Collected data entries
PR #3432, opened 2015-10-23
3.0 Change "Console & Shells" to "Console Shells & Tasks"

### LINKED ISSUE #3427: RFC: Why is the title 'Console & Shells'?

ravage84:
Resolves #3427

Replaces  #3430

(Redo after mistakenly pushed to 3.0 branch directly)


ravage84:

Exercise aim:
An exact copy of every record is required.

Response:
PR #3432, opened 2015-10-23
3.0 Change "Console & Shells" to "Console Shells & Tasks"

### LINKED ISSUE #3427: RFC: Why is the title 'Console & Shells'?

ravage84:
Resolves #3427

Replaces  #3430

(Redo after mistakenly pushed to 3.0 branch directly)


ravage84:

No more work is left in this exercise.